DD on Teradyne Inc 🎛
The semiconductor testing powerhouse
Teradyne Inc, Ticker: TER (+38% mentions)
Market cap: $19.5Bn
Teradyne Inc supplies automation test equipment for semiconductors, wireless products, data storage and complex electronic systems in the consumer electronic, automotive, industrial, communications and aerospace sector.
Essentially, the chip powering the phone or laptop you are reading this from has most likely been tested by Teradyne.
Teradynes biggest customers include Samsung, Qualcomm, Nvidia, Intel, Boeing, Texas Instruments, 3M, and IBM.
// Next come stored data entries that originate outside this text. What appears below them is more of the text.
PR #14668, opened 2026-07-30
perf(csrm): identify displayed rows by slot instead of a Set of row ids

SalvatorePreviti:
# perf(csrm): clear stale row tops from the previously-positioned rows

## What

The `map` stage gives every displayed row a top and index, then clears the stale tops left on rows that
dropped out. Finding what to clear was the expensive half: a `Set<string>` of every displayed row id,
then a recursion over the whole node tree testing `Set.has(id)` per node.

**1. Identify displayed rows by slot, not by id.** `setRowTopAndRowIndex` has already given each
displayed row its index, so an array index and a pointer compare replace the set, the N string hashes
filling it, and a hash lookup per node:

```ts
if (rowIndex == null || rowsToDisplay[rowIndex] !== rowNode) {
    rowNode.clearRowTopAndRowIndex();
}
```

**2. Iterate the previously-positioned rows, not the tree.** `setRowTopAndRowIndex` records what it
positions into a buffer and the clear step walks that. O(all nodes) becomes O(previously-displayed), and
the recursion goes with its `changedPath` pruning, its per-node `hasChildren()` and its
`detailNode`/`sibling` probes. Two buffers swap, so nothing is reallocated per refresh.

**3. Stop allocating in the map path.** With formulas active, `doRowsToDisplay` called
`unfilteredRows.filter(...)` every refresh just to reproduce `unfilteredRows`. Soft-filtered rows are
the exception, so the scan now returns `unfilteredRows` itself until one turns up.

## Why it is safe

**The buffer holds exactly the rows that can carry a stale top.** `rowTop` is assigned only in
`RowNode.setRowTop` and `RowNode._destroy`; every other caller passing a non-null top belongs to another
row model (pinned, infinite, SSRM, viewport) or to `RowCtrl`. Within CSRM the sole caller is
`setRowTopAndRowIndex`. Nodes cleared elsewhere only make the buffer a superset.

**Detail rows and group footers are `rowsToDisplay` entries**, so they are recorded like any other row;
the old walk reached them via `detailNode`/`sibling`. Pinned clones hang off `pinnedSibling`, which
neither the old walk nor the buffer touches.

**Destroyed rows are skipped.** `clearRowTopAndRowIndex` leaves `oldRowTop` at the row's last top
(`setRowTop` assigns `oldRowTop = this.rowTop` before nulling) — the anchor `_destroy(fadeOut)` and
`RowCtrl.setAnimateFlags` use to slide the row out from where it was. A second call nulls that anchor.
The old walk never reached these nodes; the buffer holds them, hence the `!rowNode.destroyed` guard.

**The buffer is a copy, not a reference to `rowsToDisplay`.** `sortStage` reuses the previous
`childrenAfterSort` by reference and passes it to `postSortRows`, a user callback documented as mutating
it in place, and the community and formula map paths assign `childrenAfterSort` straight to
`rowsToDisplay`. A callback removing entries would silently leave stale tops. The spare is emptied on
handover so it doesn't pin the previous generation of rows, destroyed ones included.

Slot identity is also stricter than the id comparison it replaces: group ids are deterministic and
regenerated on rebuild, so a stale node could previously alias a displayed one and keep its top. Nodes
with `id == null`, unlookupable in an id-keyed set, were skipped entirely; they are now handled.

## Benchmarks

| Benchmark                                                    | base   | test    | Result      |
| ------------------------------------------------------------ | ------ | ------- | ----------- |
| map-stage › remap with groups collapsed                      | 726.2  | 207,601 | **285.87x** |
| map-stage › remap with groups expanded                       | 396.2  | 1133.8  | **2.86x**   |
| map-stage › remap 20000 displayed rows                       | 1846.7 | 4870.9  | **2.64x**   |
| pivot-transaction › transaction update                       | 3395.7 | 6361.9  | **1.87x**   |
| delta-sort-transaction › applyTransaction (deltaSort: true)  | 102.6  | 158.4   | **1.54x**   |
| grouping-pipelines › grouping from scratch 20k               | 69.27  | 94.41   | **1.36x**   |
| grouping-pipelines › sorting from scratch 15k (5 sorts)      | 31.59  | 40.65   | **1.29x**   |
| grouping-pipelines › update sorting rowData 15k (5 sorts)    | 64.96  | 79.49   | **1.22x**   |
| grouping-pipelines › update grouping rowData 20k             | 114.8  | 138.9   | **1.21x**   |
| calculated-live-preview › keystroke flush 10k, sorted        | 194.4  | 233.3   | **1.20x**   |
| flat-pipelines › immutable update with filter + sort 15k     | 72.24  | 86.42   | **1.20x**   |
| flat-pipelines › delta sort with 30% updates                 | 581.0  | 686.1   | **1.18x**   |
| flat-pipelines › full sort with 30% updates                  | 573.4  | 667.4   | **1.16x**   |
| flat-pipelines › filter + sort 15k                           | 26.76  | 30.82   | **1.15x**   |
| tree-data-parent-id › build from scratch 12k                 | 172.7  | 196.8   | **1.14x**   |
| pivot-aggregation › full refresh                             | 84.62  | 96.40   | **1.14x**   |
| pivot-aggregation › full refresh (pivotComparator)           | 83.24  | 94.24   | **1.13x**   |
| calculated-live-preview › keystroke flush 1k, chained calc   | 104.7  | 118.1   | **1.13x**   |
| grouping-pipelines › toggle text filter on/off 12k           | 91.55  | 103.0   | **1.13x**   |
| grouping-pipelines › immutable update with active filter 12k | 108.5  | 121.6   | **1.12x**   |
| flat-pipelines › immutable update with active filter 10k     | 133.6  | 148.2   | **1.11x**   |
| tree-data-path › build from scratch 21k                      | 14.33  | 15.65   | **1.09x**   |
| flat-pipelines › toggle text filter on/off 10k               | 126.3  | 137.8   | **1.09x**   |
| delta-sort-transaction › applyTransaction (deltaSort: false) | 14.86  | 16.18   | **1.09x**   |
| flat-pipelines › sort 8000 rows                              | 77.83  | 84.05   | **1.08x**   |
| tree-data-path › update rowData 21k                          | 11.54  | 12.34   | **1.07x**   |
| grouping-pipelines › 8 further agg/transaction benches       |        |         | 1.04–1.06x  |

### DIFF
--- a/packages/ag-grid-community/src/clientSideRowModel/clientSideRowModel.ts
+++ b/packages/ag-grid-community/src/clientSideRowModel/clientSideRowModel.ts
@@ -52,6 +52,12 @@ export class ClientSideRowModel extends BeanStub implements IClientSideRowModel,
     /** Row nodes used for formula calculations when formula feature is active. */
     private formulaRows: RowNode[] = [];
 
+    /** Rows given a row top by the previous pass — the only rows that can hold a stale one. */
+    private positionedRows: RowNode[] = [];
+
+    /** Buffer the current pass fills, swapped into `positionedRows` once the stale tops are cleared. */
+    private positionedRowsNext: RowNode[] = [];
+
     /** The ordered list of row processing stages: group → filter → pivot → aggregate → filterAggregates → sort → flatten. */
     private stages: IRowNodeStage[] | null = null;
 
@@ -311,7 +317,7 @@ export class ClientSideRowModel extends BeanStub implements IClientSideRowModel,
         return minIndex < stagesLen ? stages[minIndex].step : null;
     }
 
-    private setRowTopAndRowIndex(outputDisplayedRowsMapped?: Set<string>): void {
+    private setRowTopAndRowIndex(): void {
         const { beans, rowsToDisplay } = this;
         const defaultRowHeight = beans.environment.getDefaultRowHeight();
         let nextRowTop = 0;
@@ -320,13 +326,10 @@ export class ClientSideRowModel extends BeanStub implements IClientSideRowModel,
         // with these two layouts.
         const allowEstimate = _isDomLayout(this.gos, 'normal');
 
-        for (let i = 0, len = rowsToDisplay.length; i < len; ++i) {
+        const len = rowsToDisplay.length;
+        const positioned = this.positionedRowsNext;
+        for (let i = 0; i < len; ++i) {
             const rowNode = rowsToDisplay[i];
-
-            const id = rowNode.id;
-            if (id != null) {
-                outputDisplayedRowsMapped?.add(id);
-            }
 
             if (rowNode.rowHeight == null) {
                 const rowHeight = _getRowHeightForNode(beans, rowNode, allowEstimate, defaultRowHeight);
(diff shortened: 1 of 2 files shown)


StephenCooper (approved):
Great improvement!

PR #14680, opened 2026-07-30
AG-18023 Read series label colour from the placement style

alantreadway:
https://ag-grid.atlassian.net/browse/AG-18023

Fix [AG-18023](https://ag-grid.atlassian.net/browse/AG-18023)

### DIFF
--- a/packages/ag-grid-enterprise/src/charts/chartComp/menu/format/fontPanel.ts
+++ b/packages/ag-grid-enterprise/src/charts/chartComp/menu/format/fontPanel.ts
@@ -114,7 +114,9 @@ export class FontPanel extends Component {
         if (params.value == null) {
             const placement = this.chartOptions.getValue<string | undefined>(keyMapper('placement'));
             if (typeof placement === 'string') {
-                const styleKey = placement.startsWith('outside') ? 'outsideStyle' : 'insideStyle';
+                // Mirrors the charts-side predicate: everything that is not `inside-*` is an outside
+                // label, including bar series' `beside-*` placements.
+                const styleKey = placement.startsWith('inside') ? 'insideStyle' : 'outsideStyle';
                 params.value = this.chartOptions.getValue(keyMapper(`${styleKey}.color`));
             }
         }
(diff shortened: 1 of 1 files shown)


peterjrreynolds (approved):

packages/ag-grid-enterprise/src/charts/chartComp/menu/format/fontPanel.ts
```diff
@@ -105,6 +104,23 @@ export class FontPanel extends Component {
...
+        const { chartMenuParamsFactory, keyMapper } = this.params;
+        const params = chartMenuParamsFactory.getDefaultColorPickerParams(keyMapper('color'));
+        // Series labels have no `color` of their own - the effective colour is resolved onto
+        // `insideStyle` / `outsideStyle` according to the label placement. Read the style matching the
+        // current placement so the picker has a value to show. Writes still go to `color`, which the
+        // chart applies to both styles.
+        if (params.value == null) {
+            const placement = this.chartOptions.getValue<string | undefined>(keyMapper('placement'));
+            if (typeof placement === 'string') {
+                const styleKey = placement.startsWith('outside') ? 'outsideStyle' : 'insideStyle';
```
iMoses: there's also `beside-*` for bar series which is an outside label.
I'd have the condition reversed, checking for `startsWith('inside')`

alantreadway: Good catch, thanks - fixed in f62653501ff. Reversed to `startsWith('inside')`, which also matches the charts-side predicate in `barSeries.ts` (`labelPlacement?.startsWith('inside') ? label.insideStyle : label.outsideStyle`), so `beside-*` now resolves to `outsideStyle` in both places.

packages/ag-grid-enterprise/src/charts/chartComp/menu/format/fontPanel.ts
```diff
@@ -105,6 +104,23 @@ export class FontPanel extends Component {
...
 
+    private getColorPickerParams(): ColorPickerParams {
+        const { chartMenuParamsFactory, keyMapper } = this.params;
+        const params = chartMenuParamsFactory.getDefaultColorPickerParams(keyMapper('color'));
+        // Series labels have no `color` of their own - the effective colour is resolved onto
+        // `insideStyle` / `outsideStyle` according to the label placement. Read the style matching the
+        // current placement so the picker has a value to show. Writes still go to `color`, which the
+        // chart applies to both styles.
+        if (params.value == null) {
+            const placement = this.chartOptions.getValue<string | undefined>(keyMapper('placement'));
```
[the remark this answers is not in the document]
alantreadway: Known and deliberate - the scope here was kept to populating the initial value. The only in-panel placement control is the range-bar dropdown, so the stale case is limited to flipping that with the panel open, and it is a stale swatch rather than a wrong write (the picker still writes to `label.color`, which overrides both styles). Happy to add a refresh on the placement select if reviewers want it, but keeping it out of this fix.

iMoses (approved):
LGTM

Don’t have time to read the whole thing? I’ll summarise below
3 main reasons why I like this stock (leave your GME puns at the door):
Overall semiconductor market future
Finances and balance sheet
Cathie Wood investment
2 possible downsides:
Low future earnings forecasts
Recent price volatility
If you like these summaries, let me know by leaving a comment!
Almost everything requires a semiconductor now, and that will only grow further in the future, some of the biggest examples are:
The majority of mobile phones sold nowadays are smartphones, and while that growth has slowed down over the last few years, 1.5 billion a year are still sold.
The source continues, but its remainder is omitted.